INSTRUCTIONS TO FOLLOW
Whenever a line below holds the word "RegularState", copy that line.

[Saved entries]
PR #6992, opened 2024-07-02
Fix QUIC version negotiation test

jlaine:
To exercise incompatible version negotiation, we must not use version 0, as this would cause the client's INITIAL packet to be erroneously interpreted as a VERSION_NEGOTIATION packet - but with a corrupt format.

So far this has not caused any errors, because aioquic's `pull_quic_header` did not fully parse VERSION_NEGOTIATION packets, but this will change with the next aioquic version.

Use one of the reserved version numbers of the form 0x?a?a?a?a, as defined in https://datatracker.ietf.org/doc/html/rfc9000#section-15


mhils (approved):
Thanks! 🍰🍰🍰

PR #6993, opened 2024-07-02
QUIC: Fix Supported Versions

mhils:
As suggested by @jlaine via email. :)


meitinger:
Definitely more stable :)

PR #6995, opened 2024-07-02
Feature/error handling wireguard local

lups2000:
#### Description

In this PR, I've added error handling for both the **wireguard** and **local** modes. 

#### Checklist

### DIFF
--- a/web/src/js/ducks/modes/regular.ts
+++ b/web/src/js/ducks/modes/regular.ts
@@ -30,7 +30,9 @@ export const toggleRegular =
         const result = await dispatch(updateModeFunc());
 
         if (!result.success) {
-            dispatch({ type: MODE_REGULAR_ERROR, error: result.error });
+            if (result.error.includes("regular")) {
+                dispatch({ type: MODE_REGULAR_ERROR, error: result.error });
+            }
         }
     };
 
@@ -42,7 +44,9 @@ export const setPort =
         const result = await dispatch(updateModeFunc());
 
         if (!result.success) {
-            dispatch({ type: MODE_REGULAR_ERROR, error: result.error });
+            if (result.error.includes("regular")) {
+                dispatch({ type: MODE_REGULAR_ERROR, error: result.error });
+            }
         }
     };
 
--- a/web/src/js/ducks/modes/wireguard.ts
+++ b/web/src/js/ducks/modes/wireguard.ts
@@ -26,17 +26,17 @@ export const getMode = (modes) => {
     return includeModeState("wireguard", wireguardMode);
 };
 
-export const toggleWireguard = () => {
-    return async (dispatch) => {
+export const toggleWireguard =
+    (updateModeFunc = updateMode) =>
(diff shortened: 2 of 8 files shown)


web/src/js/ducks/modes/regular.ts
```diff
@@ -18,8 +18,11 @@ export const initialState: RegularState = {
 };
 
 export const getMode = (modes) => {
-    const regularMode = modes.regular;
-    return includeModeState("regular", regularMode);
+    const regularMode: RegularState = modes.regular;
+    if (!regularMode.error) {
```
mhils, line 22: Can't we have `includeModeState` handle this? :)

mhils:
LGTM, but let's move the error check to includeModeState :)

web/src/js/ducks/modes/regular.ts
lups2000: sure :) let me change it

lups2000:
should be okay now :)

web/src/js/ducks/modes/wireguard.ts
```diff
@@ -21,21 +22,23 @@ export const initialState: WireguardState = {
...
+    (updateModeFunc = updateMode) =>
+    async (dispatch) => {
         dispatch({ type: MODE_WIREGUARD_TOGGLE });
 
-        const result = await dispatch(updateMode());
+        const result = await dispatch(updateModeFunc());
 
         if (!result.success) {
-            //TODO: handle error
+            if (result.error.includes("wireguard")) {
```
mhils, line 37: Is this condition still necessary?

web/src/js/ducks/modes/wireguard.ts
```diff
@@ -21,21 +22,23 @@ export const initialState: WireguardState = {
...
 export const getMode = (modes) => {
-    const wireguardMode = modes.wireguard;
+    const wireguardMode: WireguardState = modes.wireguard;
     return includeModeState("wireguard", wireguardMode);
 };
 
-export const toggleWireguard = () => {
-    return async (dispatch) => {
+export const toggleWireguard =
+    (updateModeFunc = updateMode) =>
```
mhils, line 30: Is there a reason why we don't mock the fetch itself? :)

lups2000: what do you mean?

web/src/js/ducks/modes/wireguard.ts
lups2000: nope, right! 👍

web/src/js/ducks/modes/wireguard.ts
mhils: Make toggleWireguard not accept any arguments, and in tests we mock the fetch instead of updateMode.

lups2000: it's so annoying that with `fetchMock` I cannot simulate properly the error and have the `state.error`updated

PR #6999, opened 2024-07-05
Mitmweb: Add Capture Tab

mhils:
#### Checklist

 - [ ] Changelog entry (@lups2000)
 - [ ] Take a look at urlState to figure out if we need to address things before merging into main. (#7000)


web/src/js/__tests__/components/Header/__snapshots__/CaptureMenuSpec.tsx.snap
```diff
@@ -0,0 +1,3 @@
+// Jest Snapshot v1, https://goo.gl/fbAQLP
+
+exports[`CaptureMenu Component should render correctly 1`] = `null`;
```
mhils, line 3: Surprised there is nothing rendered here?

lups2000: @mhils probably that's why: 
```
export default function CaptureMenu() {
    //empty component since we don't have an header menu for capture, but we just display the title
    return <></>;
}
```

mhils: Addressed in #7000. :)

RESPONSE
@@ -18,8 +18,11 @@ export const initialState: RegularState = {
+    const regularMode: RegularState = modes.regular;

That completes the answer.